邦訳はアンドルー・ラング編『べにいろの童話集』に所収、英文原題は"The Horse Gullfaxi and the Sword Gunnföder"[注 2]。これもドイツ語からの重訳で、ヨーゼフ・ポエスチオン編『アイスランドお伽噺集』(1884年)所収から翻案されている。
よく似た馬名や剣名の登場するアイスランド民話は他にも数編、収集されている。
ラング編の底本は原語ではなくドイツ語[注 3]のポエスチオン編『アイスランドお伽噺集』(Islandische Märchen、1884年)だった[2]。
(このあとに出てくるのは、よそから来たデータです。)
PR #1416, opened 2025-10-29
Add events for moving cards between columns

jorgemanrubia:
This also tidies up the helpers for showing event titles

https://box-car.com/5986089/cards/2284


app/helpers/events_helper.rb
```diff
@@ -26,100 +26,108 @@ def event_columns(event_type, day_timeline)
...
+        "#{event_creator_name(event)} moved #{event_card_title(card)} to “Done”"
+      when "card_reopened"
+        "#{event_creator_name(event)} reopened #{event_card_title(card)}"
+      when "card_postponed"
+        "#{event_creator_name(event)} moved #{event_card_title(card)} to “Not Now”"
+      when "card_auto_postponed"
+        "#{event_card_title(card)} was closed as “Not Now” due to inactivity"
+      when "card_resumed"
+        "#{event_creator_name(event)} resumed #{event_card_title(card)}"
+      when "card_due_date_added"
```
jzimdars: @jorgemanrubia I think we can remove all of these due_date methods. We haven't had due dates in a very long time. The only reason I didn't do it here is because it's possible there are still events in our account that have due_dates and removing these historically has broken Latest Activity. Probably need to migrate them before removing this.

jorgemanrubia: Thanks @jzimdars. I cleared those. We now use a [list of allowed events in the timeline here](https://github.com/basecamp/fizzy/blob/e1d2455c016a1f150460d4e06af8629620472c27/app/models/user/day_timeline.rb#L37-L48). So we wont't attempt to render those even if they exist in the database.

jzimdars: Ah very good!

PR #1417, opened 2025-10-29
 Staging preparation branch

kevinmcconnell:
This branch contains the tenanting, routing and replication changes we're trialing on staging, ahead of them being ready for production.

It's safe to deploy this branch to staging at any time. It's **not necessarily safe** to deploy this branch to production, until we land these changes to `main`.


kevinmcconnell:
No longer need this, as we're going with plan B.

PR #1418, opened 2025-10-29
Sort columns

jorgemanrubia:
This adds two buttons left/right to move columns

https://box-car.com/5986089/cards/2282

Pending:

- [ ] Review the design of buttons


app/models/column/positioned.rb
```diff
@@ -0,0 +1,49 @@
...
+      self.position = max_position + 1
+    end
+
+    def swap_position_with(other_column)
+      return if other_column.nil?
+
+      transaction do
+        old_position = self.position
+        self.update_column(:position, other_column.position)
+        other_column.update_column(:position, old_position)
```
jorgemanrubia, line 46: Interestingly, I had to use an extra variable. For being in the same transaction, doing a double assignment in a single line wasn't working to update the position.

PR #1429, opened 2025-10-30
Caching code tweaks

jorgemanrubia:
- Add turbo frames and remove broad invalidations on associations
- Simplify and tidy up

### DIFF
--- a/app/models/account.rb
+++ b/app/models/account.rb
@@ -11,7 +11,7 @@ class Account < ApplicationRecord
     end
   end
 
-  # This lets us use the account as a generic card container. See +Entropy::Configuration+.
+  # This use the account as a generic card container. See +Entropy::Configuration+.
   def cards
     Card.all
   end


app/helpers/cards_helper.rb
```diff
@@ -46,4 +46,8 @@ def button_to_remove_card_image(card)
       icon_tag("trash") + tag.span("Remove background image", class: "for-screen-reader")
     end
   end
+
+  def card_preview_cache_parts(card)
+    [ card, card.collection.entropy_configuration, card.collection.publication, card.collection.name, card.column ]
```
jorgemanrubia: Targeting the different parts instead of using the collection + cascade invalidations to avoid too frequent invalidations of cards whenever the collection is touched.

app/views/cards/_container.html.erb
```diff
@@ -1,4 +1,4 @@
-<% cache card.cache_invalidation_parts.for_perma do %>
+<% cache [ card, card.collection.columns ] do %>
```
jorgemanrubia: We could load the columns in a turbo frame too, but you would notice a blink when they load, as they take a very visible space in the perma screen.

dhh: I think there's a way to make that appear softly. @jzimdars do you have any good ideas here? Could either use a loader or just ensure that the appearance isn't janky? I really don't like the idea that this base page is cache dependent on anything beyond itself.

app/controllers/cards_controller.rb
```diff
@@ -14,7 +14,7 @@ def create
   end
 
   def show
-    fresh_when etag: @card.cache_invalidation_parts.for_perma
+    fresh_when etag: [ @card, @card.collection.columns, @card.collection.name ]
```
dhh: What's the problem with having the collection touch all cards when the name changes?

app/helpers/cards_helper.rb
dhh: Really don't like all these dependency on the base cache either. Better to flip it around to use lazy loading or touches. This is essentially the same thing anyway. You're expiring all these caches whenever the collection changes entropy, publication, or name.

app/views/cards/_container.html.erb
jorgemanrubia: Ok I will move the columns selector to a frame and we can see

dhh: If it feels too janky, I think we just need to touch. But it's pretty sucky to have to expire all cards because columns change.

app/controllers/cards_controller.rb
jorgemanrubia: I have implemented an approach based on touching all the affected cards (when the collection name, column name/color or entropy configuration changes). A problem I just noticed is that this will make the cards show its updated_at date in the perma, so that date will change due to these touch operations. I think this can be confusing for the user. I lean towards leaving it as it was, but what do you think @dhh?

app/helpers/cards_helper.rb
jorgemanrubia: Ok, I changed it to use explicit touching of the cards when the different models change. Now, both card permas and previews can rely simply on the card model for caching purposes.

app/models/account.rb
```diff
@@ -11,6 +11,11 @@ def create_with_admin_user(account:, owner:)
     end
   end
 
+  # This use the account as a generic card container. See +Entropy::Configuration+.
```
jorgemanrubia, line 14: Typo I fixed in main: *To use the...*

app/jobs/card/touch_all_job.rb
```diff
@@ -0,0 +1,7 @@
+class Card::TouchAllJob < ApplicationJob
```
dhh, line 1: I'd be surprised if we need this? We should just be able to do a `cards.update_all`. There aren't any side effects we're hoping to run here. This is just to bump the caches.

PR #1432, opened 2025-10-31
Improve the system to subscribe to page changes via turbo streams

jorgemanrubia:
This will make the system listen for changes via the filtered collections, when any, or via all the collections otherwise.


jorgemanrubia:
cc @dhh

ドイツ訳の原題は"Das Pferd Gullfaxi und das Schwert Gunnfjödur"[3]。
ポエスチオンが使用したアイスランド語の原話は、ステイングリムル・トルステインソン教授をつてに入手したものであり[4]、さらにいえば、その1冊のドイツ訳お伽噺集のなかで、この一篇だけがヨウン・アウルトナソン『アイスランドの伝説と民話』(第2巻、1864年[5])から採られたものではないのである。すなわちポエスチオンの民話集は、原則「口承の原話からの」翻訳であるのだが、この一篇のみ例外で[4]、文献(写本)に書かれた話であった。
アイスランド語のテキスト("Sagan af hestinum Gullfaxa og sverðinu Gunnfjöður")は、1857-1870年頃の《JS 287 4to》紙写本(現在はアイスランド国立図書館所蔵)に書き残されたもので[6][7]、ヨウン・アウルトナソンの収集を拡張した全6巻完全版『アイスランドの伝説と民話』の第4巻(1956年)に所収される[8][9]。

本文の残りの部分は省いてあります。